Yesterday I posted the beginning of a three-part interview with pastor Michael Burchfield. It was about how he turned John Piper's Swans Are Not Silent biographies into a series of staff devotionals.
Here is the second part.
The Takeaways
Mark Struck: You mentioned that each staff member walked away after 15 devotions with a different sense of Jesus speaking to them, helping them, and sharing a common yoke that was easy and light. What happened in these devotion times?
Michael Burchfield: I knew my staff, and I thought I knew them well. But when we were done there were many “take-aways” from the devotions that I could never have planned.
Mark: Explain.
Mike: As each staff member learned from Augustine, Cowper, Spurgeon, Tyndale, Athanasius, and all the others, they began to pick one or two attributes from that hero’s life that they wanted to incorporate into their own life. It was almost like the attributes that God wanted for our lives took on flesh and blood in the actions of these saints of old.
What the staff took away corrected my own perception of the needs, hurts, and situations that I thought I knew about my staff, while revealing how they were either walking in or struggling with certain spiritual disciplines or issues.
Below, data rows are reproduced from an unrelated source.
PR #1239, opened 2022-02-09
[SWA-226] Fix detailed rejection emails with rejection reason are not being sent

fladson:
### What is the problem?
Convection has several templates for rejection emails that each correspond to a reason for which a submission can be rejected (artist submission, fake artwork, etc.)

In the current manual rejection flow, an email is sent before an admin has a chance to select a rejection reason. As a result, collectors receive the default rejection email template, which does not explain why their submission was rejected.

### Why does this matter?
One of our quarterly goals is to improve the NPS (net promoter score) of the Sell with Artsy flow, and user research shows that the shock of being rejected is a contributing factor to that low score.

### What is the solution?
When an admin manually rejects a submission, do not immediately schedule the email to be sent.

Send a rejection email when the rejection reason is updated on a submission instead.

### What should happen if an admin never selects a rejection reason?
We will update the rejection flow in Convection to show the rejection reasons after “Rejection” is clicked, and only send an email after one of the reasons is selected.

If an admin later updates the rejection reason after the initial rejection, we won’t send an email to the user, but we will update the submission in the database.
<hr/>

The solution we found after some iterations is to replace the current rejection flow with a modal. The modal will prevent us from having a rejected submission without a rejection reason.

https://user-images.githubusercontent.com/554507/153185815-d0510b16-0ec0-4be9-abe0-4867e357f4b2.mov

### DIFF
--- a/app/assets/stylesheets/locals.css.scss
+++ b/app/assets/stylesheets/locals.css.scss
@@ -239,13 +239,19 @@ a.make-primary-link {
   pointer-events: none;
 }
 
-.offer-type-radio {
+.offer-type-radio,
+.submission-reason-radio{
   display: flex;
   justify-content: flex-start;
   align-items: center;
 
   input {
     width: 30px;
+  }
+
+  label {
+    margin-top: 10px;
+    margin-left: 5px;
   }
 }
 
--- a/app/assets/stylesheets/locals.css.scss
+++ b/app/assets/stylesheets/locals.css.scss
@@ -334,3 +334,9 @@ a.make-primary-link {
 .align-center {
   text-align: center;
 }
+
+@media (min-width: $screen-sm-min) {
+  .smaller-modal {
+    height: 500px !important;
+  }
+}
--- a/app/views/admin/submissions/_rejection_reasons_modal.html.erb
+++ b/app/views/admin/submissions/_rejection_reasons_modal.html.erb
@@ -16,7 +16,7 @@
           <div class='row'>
             <div class='col-md-12'>
               <% Submission::REJECTION_REASONS.each do |rejection_reason| %>
-                <div class='offer-type-radio'>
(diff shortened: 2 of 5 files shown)


kiryl-zubarau:
Looks good! Just a few UI notes: 
1. Can you make popup height the same as content size, I would like to get rid of white space under the save button
2. Add space between a radio button and a reason label.
3. Align a reason label in the center (vertically)

fladson:
> Looks good! Just a few UI notes:
> 
> 1. Can you make popup height the same as content size, I would like to get rid of white space under the save button
> 2. Add space between a radio button and a reason label.
> 3. Align a reason label in the center (vertically)
> 4. Disable the save button until you select a reason

Thanks for the review, initially I just copy-pasted the same modal we have for offer rejections and didn't want to change much but I pushed some changes to improve both.

_reason selection is now required_
I opted to have this instead of a logic to control the button state, let me know what do you think.
Screenshot 2022-02-09 at 17 43 49

_vertical alignment adjustments_
Screenshot 2022-02-09 at 17 43 24
Screenshot 2022-02-09 at 17 46 16

Gon4ar5 (approved):
LGTM!
But I think you can remove 'Please select one'
Screen Shot 2022-02-10 at 4 24 11 PM

https://github.com/artsy/convection/blob/main/app/views/admin/submissions/show.html.erb#L67

fladson:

These biographies helped me, as lead pastor, and opened new windows into their lives so I could see how to help them and how we could help one another.
Mark: Do you think the staff had a new window into your life? Did they see or change some perceptions about their own senior pastor?
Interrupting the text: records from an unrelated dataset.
PR #469, opened 2025-04-30
Fixed button placement was blocking content

ajmenca:
## Overview

- Button was moved to a fixed position in #100, to work properly with an infinite scroll so that the button wasn't pushed off the screen constantly by the new data.
- This broke the layout of the YouTube step, content would end up behind the button (the story was obviously broken and it wasn't noticed in review of #100):
image

- Also technically didn't work correctly in all cases anyway; if the list stopped loading, the last rows would be behind the button.
image

- Revert button to inline-block by default, customize only for ConnectEhrStep; fix ConnectEhrStep by adding margin-bottom so next button doesn't obscure content.
image
image

## Security

N/A; styling changes only.

## Testing

- Test that the YouTubeStep stories look correct.
- Test that the ConnectEhrStep stories look correct.
  - Verify using the Live story that infinite scroll/load works properly.
  - Verify using the Live story with a specific search that is more than one page, that scrolling to the end of the search allows you to see the last results.

### Documentation

## Reviewers

- Subject-matter experts
- Style/editing reviewers

### DIFF
--- a/src/components/step/ConnectEhrStep/ConnectEhrStep.css
+++ b/src/components/step/ConnectEhrStep/ConnectEhrStep.css
@@ -1,0 +1,9 @@
+.mdhui-step-container.mdhui-connect-ehr-step .mdhui-provider-search {
+    margin-bottom: 94px;
+}
+.mdhui-step-container.mdhui-connect-ehr-step .mdhui-step-next-button {
+    position: fixed;
+    bottom: 0;
+    left: 0;
+    right: 0;
+}
--- a/src/components/step/ConnectEhrStep/ConnectEhrStep.tsx
+++ b/src/components/step/ConnectEhrStep/ConnectEhrStep.tsx
@@ -7,6 +7,8 @@ import StepTitle from "../StepTitle";
 import { ExternalAccountProvider } from "@careevolution/mydatahelps-js";
 import { ProviderSearchPreviewState } from "../../container/ProviderSearch/ProviderSearch";
 
+import './ConnectEhrStep.css';
+
 export interface ConnectEhrStepProps {
     title?: string;
     text?: string;
@@ -23,7 +25,7 @@ export interface ConnectEhrStepProps {
  */
 export default function ConnectEhrStep (props: ConnectEhrStepProps) {
     return (
-        <StepLayout>
+        <StepLayout className="mdhui-connect-ehr-step">
             <StepTitle
                 text={props.title}
                 textAlign={props.styles.titleAlignment}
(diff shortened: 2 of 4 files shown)


greinard (approved):
I have tested via the storybook and this update fixes the reported issues.

I do have one suggested update for the `ConnectEhrStep` next button rendering.  I'm not really a fan of having the scrollable content be visible directly behind and against the button.  This suggested update adds a wrapper div with a transparent-to-white linear gradient such that the content going behind the button fades away just before reaching it.  https://github.com/CareEvolution/MyDataHelpsUI/compare/ajm/bug/survey-step-next-button-blocking-content...ConnectEhrSuggestion

image

ajmenca:
> I have tested via the storybook and this update fixes the reported issues.
> 
> I do have one suggested update for the `ConnectEhrStep` next button rendering. I'm not really a fan of having the scrollable content be visible directly behind and against the button. This suggested update adds a wrapper div with a transparent-to-white linear gradient such that the content going behind the button fades away just before reaching it. [ajm/bug/survey-step-next-button-blocking-content...ConnectEhrSuggestion](https://github.com/CareEvolution/MyDataHelpsUI/compare/ajm/bug/survey-step-next-button-blocking-content...ConnectEhrSuggestion)
> 
> image

So, this is one of of those places where I think both designs suffer from flaws.  I agree with you that the content showing up behind the button looks wonky.

However, take this example:
image

On windows, it's clear that you can scroll because there's a scroll bar.  But on Android (and I think iOS) scroll bars don't just *show up* any more.  They only show up once you *start scrolling*, which means that in these sorts of [perfectly cropped](https://tyler.io/2019/10/perfectly-cropped/) situations, there's no indication to a user that you can scroll.  I find this extremely annoying.  And I'm not alone in this; there's plenty of complaints and discussion around the internet on how to really indicate you can scroll.

Personally, my preference ends up being a drop shadow?  It helps hint that there's a layer involved:
image

The bad part here, is that without significantly re-working the implementation (because of which box is scrolling), it's hard to actually get feedback that the box is scrolled and therefore you can "remove" the dropshadow.  So when you get to the bottom (or don't have enough content to fill the screen), it does look a little weird:
image

ajmenca:
Or, alternatively, a much more subtle one:

image

greinard:
Yeah, I do like how that looks.

In any case, I don't think it is worth holding up this PR.  It was just some food for thought.  Maybe we can address it more globally/generically at some point with a first class fixed button option.  That way we won't have to copy this css tweak to another step type if one ends up needing similar behavior.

Mike: Yes, I think they did. Many of the biographies allowed me, for example, to confess some character flaw or struggle, and this made us a stronger team. It is not just the senior man who confessed. We all learned how to confess our needs and ask for help to grow. That really changed and encouraged our staff.
Mark: So, now you have all these opened windows. It would have been easy to sit around and just realize that we are flawed from sin and continue in ministry with all our flaws as an excuse. How did you move from excuses to change?
Mike: You have hit the main change right on the nail head! Instead of a pity party for our issues and flaws we chose a path that made a real difference in the staff and in the church.
First, we understood—from God and Scripture—that we are broken vessels in which God has invested himself. He wants these broken vessels and dry bones; and he wants to correct our issues, fix our cracks and put new flesh on the problems.
Secondly, each staff member realized the deep, precious value of our own devotional time—whether we carve out time at home or here in the study. The church body sees us carve out time with God and they see God forming “new flesh” on these dry bones, and that encourages the whole church. It does change the church!